DATA EXTRACT ▸
..........
PR #5230, opened 2021-04-11
Silence the progress output with curl requests

ashokgelal:
Having a progress seems to break some automated scripts and there isn't a way to pass some flags to these curl requests to disable them. I don't know if showing the progress is any helpful to be honest.


ncw (approved):
That looks sensible to me - thank you :-)

I'll merge it now.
..........
Reproduce all lines from the records above that include the word "requests".

RESPONSE TO THIS EXERCISE ▸
Silence the progress output with curl requests
Having a progress seems to break some automated scripts and there isn't a way to pass some flags to these curl requests to disable them. I don't know if showing the progress is any helpful to be honest.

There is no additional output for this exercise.